Polonium dibromide
- Names: Systematic IUPAC name Polonium dibromide

Identifiers
- CAS Number: 66794-54-5;
- 3D model (JSmol): Interactive image;
- ChemSpider: 103876442;
- PubChem CID: 154130665;
- CompTox Dashboard (EPA): DTXSID40726974 ;

Properties
- Chemical formula: PoBr_{2}
- Molar mass: 369.791 g mol^{−1}
- Appearance: purple-brown crystalline solid
- Melting point: 270 °C (518 °F; 543 K) (decomposes) (sublimes at 110 °C)
- Solubility: soluble in hydrobromic acid and ketones

= Polonium dibromide =

Polonium dibromide (also known as polonium(II) bromide) is a chemical compound with the formula PoBr_{2}. This salt is a purple-brown crystalline solid at room temperature.
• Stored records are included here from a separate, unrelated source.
PR #6093, opened 2019-11-20
Adds detection for Servo browser engine

liviuconcioiu:


regexes/client/browsers.yml
```diff
@@ -366,8 +366,6 @@
 - regex: '(?:Mobile|Tablet).*Firefox(?:/(\d+[\.\d]+))?'
   name: 'Firefox Mobile'
   version: '$1'
-  engine:
```
mimmi20: Could you add a new rule for the Firefox with Servo engine?

Tests/fixtures/smartphone-3.yml
```diff
@@ -4646,8 +4646,8 @@
     name: Firefox
     short_name: FF
     version: "39.0.0.0"
-    engine: Gecko
-    engine_version: ""
+    engine: WebKit
```
mimmi20: This is wrong. Firefox never uses the Webkit engine.

Tests/fixtures/desktop.yml
```diff
@@ -148,8 +148,8 @@
     name: Firefox
     short_name: FF
     version: "23.0"
-    engine: Gecko
-    engine_version: ""
+    engine: WebKit
```
mimmi20: This is wrong. Firefox never uses the Webkit engine.

mimmi20 (changes requested):
Please add a new rule for Firefox with Servo engine to make sure to not change the current detections.

mimmi20 (approved):

PR #6095, opened 2019-11-22

liviuconcioiu:


regexes/bots.yml
```diff
@@ -592,7 +592,15 @@
   producer:
     name: 'Google Inc.'
     url: 'http://www.google.com'
-    
+
+- regex: 'AppEngine-Google'
```
sgiehl: I'm not sure if we should count that as bot. Actually I think those useragents are of specific apps (identified by the app id)

regexes/bots.yml
```diff
@@ -625,7 +625,7 @@
     name: 'Visual Meta'
     url: 'https://www.shopalike.cz/'
 
-- regex: 'Googlebot(-Mobile|-Image|-Video|-News)?|Feedfetcher-Google|Google-Test|Google-Site-Verification|Google Web Preview|AdsBot-Google(-Mobile)?|Google-Adwords-Instant|APIs-Google|Mediapartners-Google|Google.*/\+/web/snippet|GoogleProducer|Google[ -]Publisher[ -]Plugin|Google-Shopping-Quality|Google-Adwords-DisplayAds|Google-Assess|Google-AdWords-Express|Google-speakr|Google-Read-Aloud'
+- regex: 'Googlebot(-Mobile|-Image|-Video|-News)?|Feedfetcher-Google|Google Web Preview|AdsBot-Google(-Mobile)?|APIs-Google|Mediapartners-Google|Google.*/\+/web/snippet|GoogleChirp|GoogleProducer|Google[ -]Publisher[ -]Plugin|Google-(AMPHTML|Test|Site-Verification|Shopping-Quality|Adwords-DisplayAds|Assess|AdWords-Express|Adwords-Instant|speakr|Read-Aloud|Youtube-Links|HotelAdsVerifier)?'
```
sgiehl: We should not add GoogleChirp here. It's not a bot, but a smart speaker directly streaming a PodCast. So actually it would be better to detect it as Media Player client.

See https://developers.google.com/search/docs/guides/podcast-management?hl=en

sgiehl (changes requested):

PR #6102, opened 2019-12-03
Add detection for Ordissimo OS, Ordissimo brand, Ordissimo browser

liviuconcioiu:


regexes/oss.yml
```diff
@@ -147,6 +147,10 @@
 ##########
 # Linux
 ##########
+- regex: '(Ordissimo|webissimo3)(?:/(\d+[\.\d]+))?'
+  name: 'Ordissimo'
+  version: '$2'
```
sgiehl: Are you sure the os and browser version are always the same? I would expect that to only be the browser revision. The os might not include a revision number to detect.

liviuconcioiu: From what I have seen in the user agent and what I've read on their website yes. I still don't know how the user agent looks like for smartphones for example.

sgiehl: for smarthpones they seem to use android and chrome. See https://www.handsetdetection.com/device-detection-database/devices/ordissimo/le-numero-1/

liviuconcioiu:
```
Mozilla/5.0 (X11; Linux i686 on x86_64; rv:52.0) Gecko/20100101 Firefox/52.0 Ordissimo/3.8.20+svn37598
Mozilla/5.0 (X11; Linux i686; rv:45.0) Gecko/20100101 Firefox/45.0 Ordissimo/3.8.6.6 svn37147
```
From what I see here, I think the best option will be to detect OS version 3.8.6.6 and 3.8.20 and browser version based on Firefox version. As you can see the newer OS version has an older Firefox version.

sgiehl: the firefox version is a newer one, as `3.8.20` is greater than `3.8.6.6`.
Maybe we should detect the version as the browser version, and don't detect a version for the OS?

sgiehl (approved):

PR #6106, opened 2019-12-09
Adds detection for DU Browser browser

liviuconcioiu:


regexes/client/browsers.yml
```diff
@@ -5,6 +5,11 @@
 # @license http://www.gnu.org/licenses/lgpl.html LGPL v3 or later
 ###############
 
+# DU Browser
+- regex: 'bdbrowser(?:_i18n)?(?:/(\d+[\.\d]+))?'
+  name: 'DU Browser'
```
sgiehl: Where do you have the information from that `bdbrowser` indicated it's `DU Browser`?

liviuconcioiu: https://github.com/Fyrd/caniuse/issues/4463

sgiehl: sorry for the long delay. Actually I wonder if we should group that with `Baidu Browser` as `DU Browser` seems to be their new name 🤔

PR #6121, opened 2019-12-11
Fix Sleipnir browser detection

liviuconcioiu:


sgiehl:
could you add a test here as well?

PR #6122, opened 2019-12-11
Fix NTENT Browser browser detection

liviuconcioiu:


sgiehl:
Same here. If it needs to be placed before Chrome, please add tests for that. The current test does not indicated that's needed...

liviuconcioiu:
Is not detected, as you can see here
`https://devicedetector.lw1.at/Mozilla%2F5.0%20(Android%205.1.1;%20U5151%20Build%2FLMY47V)%20AppleWebKit%2F537.36%20(KHTML,%20like%20Gecko)%20Chrome%2F54.0.2840.9%20NTENTBrowser%2F4.2.0.181%20(CellularOne-US)%20Mobile%20Safari%2F537.36`

PR #7271, opened 2022-10-18
Adds client hints test for Brave browser

liviuconcioiu:


sanchezzzhak (approved):

Tests/Parser/Client/fixtures/browser.yml
```diff
@@ -7141,3 +7141,16 @@
   headers:
     Sec-CH-UA: '"Chromium";v="92", " Not A;Brand";v="99", "HuaweiBrowser";v="92"'
     Sec-CH-UA-Mobile: '?1'
+-
+  user_agent: Mozilla/5.0 (Linux; Android 10) AppleWebKit/537.36 (KHTML, like Gecko) Chrome/106.0.0.0 Mobile Safari/537.36
+  client:
+    type: browser
+    name: Brave
+    version: "106"
```
sanchezzzhak, line 7149: should we use the full version of the browser from the user agent in the future?

liviuconcioiu: That's what I think. Because the versions aren't right. I've updated PR #7065.

PR #7284, opened 2022-11-04
Adds detection for various libraries and improve detection for iPadOS

liviuconcioiu:


regexes/client/libraries.yml
```diff
@@ -5,6 +5,21 @@
...
+  name: 'got'
+  version: ''
+
+# Typhoeus (https://github.com/typhoeus/typhoeus)
+- regex: 'Typhoeus'
+  name: 'Typhoeus'
+  version: ''
+
+# ReqBin (https://reqbin.com/curl)
+- regex: 'ReqBin Curl Client/([\.\d]+)'
```
sanchezzzhak, line 19: I have not found a library that gives out such a user-agent.
I propose to transfer this definition of UA to bots.

sanchezzzhak (dismissed):

regexes/client/libraries.yml
```diff
@@ -357,3 +367,8 @@
 - regex: 'harbor-registry-client'
   name: 'Harbor registry client'
   version: ''
+
+# Generic detections
+- regex: 'github'
```
sanchezzzhak, line 372: @sgiehl can you look at this condition is it acceptable to enter a common name for undefined libraries into the detector?

sgiehl: I wouldn't add generic libraries. They might also be hard to differ from a bot :thinking:

sanchezzzhak (approved):

PR #7301, opened 2022-12-04
Add Axios library

XAwaludin:


sanchezzzhak (approved):
accepted, on the grounds that there is such a library used in node js/deno or web

PR #7414, opened 2023-05-29
fix Android tablet detection in VERSION_TRUNCATION_MAJOR mode

blinkseb:
### Description:

Hello,

First, thanks a lot for this awesome library!

Because of privacy concerns, I'm using this library in `VERSION_TRUNCATION_MAJOR`, and I noticed some issues when parsing some old Android 3 tablet user-agents. The device ends up empty instead of `tablet`.

Looking at the code, it's because of the builtin `version_compare`, for which, I'm not sure why, `3` is lower than `3.0` instead of being equals. I fixed the issue by using only major versions in `version_compare`, instead of major + minor.

For the tests, I've just duplicated the existing ones, running with `VERSION_TRUNCATION_MAJOR` instead of `VERSION_TRUNCATION_NONE`. There's probably a better / faster solution, please tell me what you think.

Thanks a lot in advance!

### Review

### DIFF
--- a/DeviceDetector.php
+++ b/DeviceDetector.php
@@ -980,10 +980,10 @@ class DeviceDetector
          * Devices running Android 3.X are tablets. Device type of Android 2.X and 4.X+ are unknown
          */
         if (null === $this->device && 'Android' === $osName && '' !== $osVersion) {
-            if (-1 === \version_compare($osVersion, '2.0')) {
+            if (-1 === \version_compare($osVersion, '2')) {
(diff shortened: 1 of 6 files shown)


blinkseb:
It was a bit harder than expected, because the browser version is used in regexes to guess the browser engine, and, when truncated, it leads to different results.

I extracted the version truncation from the `buildVersion` to a dedicated `truncateVersion` and updated the code accordingly. This allows to use the full version to guess the engine, while propagating the truncated version.

Let me know what you think.

Thanks!

PR #7430, opened 2023-06-30
Detect brand and model device for Client-Hints

sanchezzzhak:
these statistics are where the device model is known and the brand is not known from the client-hints.

|year|month|sum(device_model_id  > 0 and device_brand_id = 0)|
|----|-----|-----------------------------------------------------------------|
|2023|4|10056|
|2023|5|69586|
|2023|6|104428|
|2023|7|8652|

image

this fix will help to return the brand and the name of the device.


Parser/Device/AbstractDeviceParser.php
```diff
@@ -1861,6 +1861,16 @@ public function parse(): ?array
...
         $deviceModel      = $resultClientHint['model'] ?? '';
 
+        // is freeze user-agent then restoring the original UA for the device definition
+        if ('' !== $deviceModel && \preg_match('~Android 10[.\d]*; K(?: Build/|[;)])~i', $this->userAgent)) {
+            $osVersion = $this->clientHints->getOperatingSystemVersion();
+            $this->setUserAgent(\preg_replace(
+                '(Android 10[.\d]*; K)',
+                \sprintf('Android %s; %s', $osVersion, $deviceModel),
+                $this->userAgent
+            ));
```
sgiehl, line 1871: In theory it could happen that a device model was provided through the client hints, but the os version is empty. This would in that case end up in a user agent where no version is set at all. Maybe we should keep Android 10 if no version is provided?

sanchezzzhak: We have rules based on the version + code of the device. I will add a check for the presence of OS

sanchezzzhak: @sgiehl You can watch this PR again? I made changes.

sgiehl (approved):

PR #7498, opened 2023-11-07
Adds detection for various libraries, bots and operating systems

liviuconcioiu:


regexes/oss.yml
```diff
@@ -555,7 +569,7 @@
   name: 'CentOS Stream'
   version: '$1'
 
-- regex: '.+.el(\d+(?:[_\.]\d+)*).(?:centos|x86_64)'
+- regex: '.+.el(\d+(?:[_\.]\d+)*)'
```
sanchezzzhak, line 572: we need a more strict rule. what about?
`Linux/(?:\d+\.[\d.-]+)\.el(\d+(?:[_.]\d+)*)`

regexes/oss.yml
```diff
@@ -5,6 +5,20 @@
 # @license http://www.gnu.org/licenses/lgpl.html LGPL v3 or later
 ###############
 
+##########
+# Oracle Linux (https://www.oracle.com/linux/)
+##########
+- regex: '.+.el(\d+(?:[_\.]\d+)*)uek'
```
sanchezzzhak, line 11: we need a more strict rule. what about?
`Linux/(?:\d+\.[\d.-]+)\.el(\d+(?:[_.]\d+)*)uek` 

https://regex101.com/r/xs0M2a/1

regexes/bots.yml
```diff
@@ -3472,6 +3472,35 @@
   category: 'Service Agent'
   url: 'https://www.phpmyadmin.net/'
 
+- regex: 'Matomo/([\d+.]+)'
```
sanchezzzhak, line 3475: @sgiehl will there be any conflicts in motamo itself, if we add this?

regexes/oss.yml
liviuconcioiu: @sanchezzzhak I've reverted the commits for CentOS, since I'm not sure if this user agent is for Red Hat Enterprise Linux or CentOS

`python-requests/2.7.0 CPython/2.7.3 Linux/2.6.18-308.el5`

sanchezzzhak (dismissed):

Tests/Parser/Client/fixtures/library.yml
```diff
@@ -528,3 +527,33 @@
...
+  user_agent: python-urllib3/1.26.9
+  client:
+    type: library
+    name: Python urllib
+    version: 1.26.9
+-
+  user_agent: msray-plus
+  client:
+    type: library
+    name: msray
```
Simbiat, line 546: It looks like this is https://www.msray.net/doc/ and it should be named `Msray-plus`

Tests/Parser/Client/fixtures/library.yml
```diff
@@ -528,3 +527,33 @@
...
+    version: ""
+-
+  user_agent: Slim Framework
+  client:
+    type: library
+    name: Slim
```
Simbiat, line 552: Would not "Slim Framework" be a more appropriate name, since this is their official name?

Tests/Parser/Client/fixtures/library.yml
```diff
@@ -528,3 +527,33 @@
...
+    version: ""
+-
+  user_agent: Fuzz Faster U Fool v1.5.0-dev
+  client:
+    type: library
+    name: Fuzz Faster U Fool
```
Simbiat, line 558: FFUF seems to be used way more often, and since official logo uses abbreviation, I wonder if the name should be FFUF, too

Tests/fixtures/bots.yml
```diff
@@ -5828,3 +5828,48 @@
...
+    name: Matomo
+    category: Service Agent
+    url: https://github.com/matomo-org/matomo
+    producer:
+      name: InnoCraft Ltd
+      url: https://matomo.org/
+-
+  user_agent: CustomUserAgent/1.0
+  bot:
+    name: Generic Bot
```
Simbiat, line 5843: Do we really need this? This is essentially an unknown bot, and the library already handles unrecognized bots fine.

Tests/fixtures/bots.yml
```diff
@@ -5828,3 +5828,48 @@
...
+    name: Prometheus
+    category: Service Agent
+    url: https://github.com/prometheus/prometheus
+    producer:
+      name: The Linux Foundation
+      url: https://www.cncf.io/
+-
+  user_agent: firefox
+  bot:
+    name: Generic Bot
```
Simbiat, line 5856: Do we really need this? This is essentially an unknown bot, and the library already handles unrecognized bots fine.

Tests/fixtures/bots.yml
```diff
@@ -5828,3 +5828,48 @@
...
+-
+  user_agent: Chrome
+  bot:
+    name: Generic Bot
```
Simbiat, line 5860: Do we really need this? This is essentially an unknown bot, and the library already handles unrecognized bots fine.

liviuconcioiu:
> While reviewing this, I've learnt that we have "Generic bot" entry. I wonder if we actually need it, since this is equivalent to "Unknown" in my mind.

It's like a partial detection. We don't know which bot or for some bots there's no point adding them or there's not enough info. That's why this generic detection is used. Without it bots containing `spider` and `Chrome` would be detected as real visitors, which is false.

sanchezzzhak (dismissed):

sanchezzzhak (dismissed):

regexes/bots.yml
sgiehl: Good question. I would say it shouldn't.

sanchezzzhak (approved):

PR #7529, opened 2023-12-08
Detect new brands: GTX, Maunfeld, N-one, SAILF and Detect devices for exist brands

sanchezzzhak:


liviuconcioiu:
> I don't even know how to fix PHPCS, need help.

Not sure, but probably has something to do with https://github.com/squizlabs/PHP_CodeSniffer/issues/3932

sgiehl:
I've fixed that for now.

sgiehl (approved):

PR #7562, opened 2024-01-23
Detect new brands: MeMobile, VOLIA and Detect device for exists brands

sanchezzzhak:


Parser/Device/AbstractDeviceParser.php
```diff
@@ -992,6 +992,7 @@ abstract class AbstractDeviceParser extends AbstractParser
         'M3'  => 'Mecer',
         'M3M' => 'M3 Mobile',
         '0M'  => 'Mecool',
+        'MEM' => 'Me Mobile',
```
Simbiat, line 995: It looks like official name is `MeMobile" without a space. At least the closet to official seems to be their page https://www.facebook.com/memobilepakistan/ (their website is not loading for me). Media seems to be mostly using it with space, but I've found some pages without it, too.

Simbiat: also youtube channel https://www.youtube.com/channel/UC-FA0BPxjtVhkfg0IknOawg

Simbiat: Huh, their official website did load for after like 5 minutes of loading (per page), and I finally got to http://www.memobile.pk/legal/ where they are not using space in the name. I would consider legal name to be the "correct" one.

sanchezzzhak: fix

sgiehl (approved):

PR #2, opened 2016-01-17
Add a configuration file so we can use Travis CI

chrisseaton:
I'll need to also connect the repo to Travis after this PR is merged before it starts being run.


smarr:
Should this also include `checkheaders`, `checkcopyright`, and `checkstyle`?

However, I think `checkheaders` does not work currently.

PR #3, opened 2016-01-19
Fix pylint install for travis.

chumer:


.travis.yml
```diff
@@ -1,6 +1,12 @@
 language: java
+python:
+  - "2.7"
 jdk:
   - oraclejdk8
```
jtulach: I don't know what this line means, but I remind you that Truffle has to build with JDK7.

PR #6, opened 2016-01-20
Test case for a potential bug in the polyglot engine.

smarr:
This test case fails to access the global object of SL.
It raises `IllegalStateException("Accessor.findLanguage access to vm")`, while it probably shouldn't.

### DIFF
--- a/README.md
+++ b/README.md
@@ -4,7 +4,7 @@
 ## Introduction
 
 Truffle is a framework for implementing languages as simple interpreters.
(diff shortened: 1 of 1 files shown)


jtulach:
Perfect, I'll fix this by Tuesday next week.

jtulach:
Here is the fix: https://github.com/graalvm/truffle/commit/a5258c3736edd36d395df96f836df095eb72e370

smarr:
Thanks!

It sublimes (decomposing slightly) at 110 °C/30 μ and decomposes when melted in nitrogen gas at 270–280 °C.

==Preparation==
Polonium dibromide may be prepared by:
- thermal degradation of polonium tetrabromide (PoBr_{4}) in a vacuum at 200 °C;
- dehalogenation of polonium tetrabromide by hydrogen sulfide at low temperatures (however, this does not form pure polonium dibromide, even upon heating).

==Chemistry==
Polonium dibromide forms purple solutions in hydrobromic acid (prepared similarly to solutions of polonium dichloride) and ketones, although the latter are rapidly oxidised to polonium(IV). Solid polonium dibromide is rapidly reduced to metallic polonium upon reaction with ammonia.